[Records from a data collection]
****

PR #117, opened 2022-04-21
Added rustdoc check step to CI

### LINKED ISSUE #113: Add rustdoc check step to CI
We can check with `cargo rustdoc -- -D warnings` whether a package's documentation contains any warnings or errors. This could be another step in the CI pipeline.

mohitsaxenaknoldus:
Closes #113

### DIFF
--- a/.github/workflows/rust.yml
+++ b/.github/workflows/rust.yml
@@ -90,6 +90,7 @@ jobs:
     - name: Rustdoc check
       run: |
         cd ${{ steps.build.outputs.ros-workspace-directory-name }}
+        . /opt/ros/${{ matrix.ros_distro }}/setup.sh
         for path in $(colcon list | awk '$3 == "(ament_cargo)" { print $2 }'); do
         cd $path
         cargo rustdoc -- -D warnings
--- a/.github/workflows/rust.yml
+++ b/.github/workflows/rust.yml
@@ -89,8 +89,8 @@ jobs:
 
     - name: Rustdoc check
       run: |
-        cd rclrs && cargo rustdoc -- -D warnings
-        cd .. && cd rclrs_example_msgs && cargo rustdoc -- -D warnings
-        cd .. && cd rosidl_generator_rs && cargo rustdoc -- -D warnings
-        cd .. && cd rclrs_examples && cargo rustdoc -- -D warnings
-        cd .. && cd rosidl_runtime_rs && cargo rustdoc -- -D warnings
+        for path in $(colcon list | awk '{ print $2 }'); do
+        cd $path
+        cargo rustdoc -- -D warnings
+        cd -
+        done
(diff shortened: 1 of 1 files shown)


nnmm:
I think this won't work yet – you need to execute this in each package's directory, not the top-level directory.

mohitsaxenaknoldus:
> I think this won't work yet – you need to execute this in each package's directory, not the top-level directory.

Oh! My bad...check now?

nnmm:
Could you do it the same way as the clippy step? That should work.

mohitsaxenaknoldus:
> Could you do it the same way as the clippy step? That should work.

Done.

nnmm:
You removed the filter for `ament_cargo` packages, so now it tries to run rustdoc on Python and CMake packages too.

mohitsaxenaknoldus:
> You removed the filter for `ament_cargo` packages, so now it tries to run rustdoc on Python and CMake packages too.

Oh! I thought we wanted this for every package, my bad! Fixed.

nnmm:
Now we're getting somewhere – though now it can't find the dependencies, because the `.cargo` folder is in a different folder.

If you add back the `cd ${{ steps.build.outputs.ros-workspace-directory-name }}` from the clippy step, it should probably work.

mohitsaxenaknoldus:
> Now we're getting somewhere – though now it can't find the dependencies, because the `.cargo` folder is somewhere else.
> 
> If you add back the `cd ${{ steps.build.outputs.ros-workspace-directory-name }}` from the clippy step, it should probably work. That's where the `colcon build` command ran, so it contains the `.cargo` folder.

Added

nnmm:
Looks like we also need the last command from clippy, sourcing the ROS 2 installation. I wasn't sure about that.

mohitsaxenaknoldus:
> Looks like we also need the last command from clippy, sourcing the ROS 2 installation. I wasn't sure about that.

This one?
`. /opt/ros/${{ matrix.ros_distro }}/setup.sh`

nnmm:
Yep

nnmm:
Looks like `rclrs_examples` is failing the rustdoc step, because it contains multiple binaries.

I'd suggest to just filter out `rclrs_examples` for now.

mohitsaxenaknoldus:
> Looks like `rclrs_examples` is failing the rustdoc step, because it contains multiple binaries.
> 
> I'd suggest to just filter out `rclrs_examples` for now.

Done.

nnmm:
I can't see where you filtered it out?

mohitsaxenaknoldus:
> I can't see where you filtered it out?

`for path in $(colcon list | awk '$3 == "(ament_cargo)" { print $2 }' | sed -n 'p;n'); do`

mohitsaxenaknoldus:
> Ah, thanks. That works, but it's not obvious what it's intended to do. Could you do this instead? `awk '$3 == "(ament_cargo)" && $1 != "rclrs_examples" { print $2 }'`

Done

nnmm (approved):

nnmm:
Thanks!

PR #119, opened 2022-04-22
Remove unnecessary "extern crate" declarations

nnmm:
This was only needed in Rust 2015.


jhdcs (approved):

jhdcs:
Nice and simple. I'll merge this on in.

PR #122, opened 2022-04-22
Add comments explaining each dependency

nnmm:
I got the idea from this reddit post: https://www.reddit.com/r/rust/comments/u5cjmu/dependency_justification_section_may_need_more/

### DIFF
--- a/rclrs/Cargo.toml
+++ b/rclrs/Cargo.toml
@@ -7,12 +7,16 @@ edition = "2021"
 [lib]
 path = "src/lib.rs"
 
+# Please keep the list of dependencies alphabetically sorted,
+# and also state why each dependency is needed.
 [dependencies]
+# Needed for FFI
 libc = "0.2.43"
+# Provides better concurrency primitives than std
 parking_lot = "0.11.2"
-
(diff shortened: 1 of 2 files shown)


jhdcs (changes requested):
Looks good, but should there be comments for the examples crate as well? To fully document everything going on for ROS 2 users not used to Rust (and vice-versa)? Or would this be repeating ourselves too much?

nnmm:
> Looks good, but should there be comments for the examples crate as well? To fully document everything going on for ROS 2 users not used to Rust (and vice-versa)? Or would this be repeating ourselves too much?

I looked at the `rclrs_examples/Cargo.toml` but decided not to comment it for now. It's just anyhow + message packages, so there's nothing interesting to say about these, and I also think this convention applies more to libraries than binaries. If you'd like me to, I can add it though.

jhdcs (approved):
If you feel that adding the extra comments will be too confusing/verbose, then I will defer to your judgement. Otherwise, everything looked good to me!

nnmm:
Thanks!

PR #125, opened 2022-04-23
Fix executable name in README

GeauxEric:


esteve (approved):
@GeauxEric nice catch, thanks!

PR #128, opened 2022-04-26
Install cargo-ament-build with --debug

nnmm:
This is faster than the release build.

Also print the current path in check steps.


nnmm:
Well, if anything, using the debug build makes it easier to spot errors (debug_assert etc.).

jhdcs (approved):

PR #131, opened 2022-04-28
Add serde support to messages

### LINKED ISSUE #115: Optionally make messages implement Serde traits
Messages could have a serde feature (in the Cargo.toml sense of "feature") which makes them derive `Deserialize` and `Serialize`.

nnmm:
The current implementation is not the most efficient one possible, except for sequence serialization: It uses `std::string::String` and `Vec` as intermediate formats instead of directly deserializing/serializing to the `rosidl_runtime_rs` datatype.

Closes #115


jhdcs (approved):
This seems to look all right to me, though I'm hoping @esteve will be able to give a look-through and approval as well before merging. I'm not 100% confident on my CMake skills, for example.

I do like the `quickcheck` crate - I'll have to look into what all it can do...

esteve (approved):

Issue #116, opened 2022-04-21
Use version number from package.xml in the generation of messages


nnmm:
The `Cargo.toml` of a generated message crate should probably contain a version number that matches the version number in its `package.xml`. Currently it is a hard-coded number.

Related to https://github.com/ros2-rust/ros2_rust/issues/114

PR #138, opened 2022-04-29
Generate Cargo.toml of message crate with an EmPy template, not CMake

### LINKED ISSUE #114: Generate Cargo.toml of message crate with an EmPy template, not CMake
Currently, the source files are generated with an EmPy template, but Cargo.toml is created from a CMake template. It would be good to create Cargo.toml from an EmPy template as well, for simplicity.

nnmm:
Closes #114


rosidl_generator_rs/resource/Cargo.toml.em
```diff
@@ -0,0 +1,20 @@
+[package]
+name = "@(package_name)"
+version = "0.2.0"
```
esteve, line 3: Can you add an EmPy comment with a reference to https://github.com/ros2-rust/ros2_rust/issues/116 ?

esteve (changes requested):

rosidl_generator_rs/resource/Cargo.toml.em
nnmm: Good idea, done.

esteve: Thanks.

esteve (approved):
Really nice, the less CMake magic we use, the better.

****

- _Task instructions_
A copy of each line in the data above that holds the string "level" is needed.

- _Task result_
I think this won't work yet – you need to execute this in each package's directory, not the top-level directory.
> I think this won't work yet – you need to execute this in each package's directory, not the top-level directory.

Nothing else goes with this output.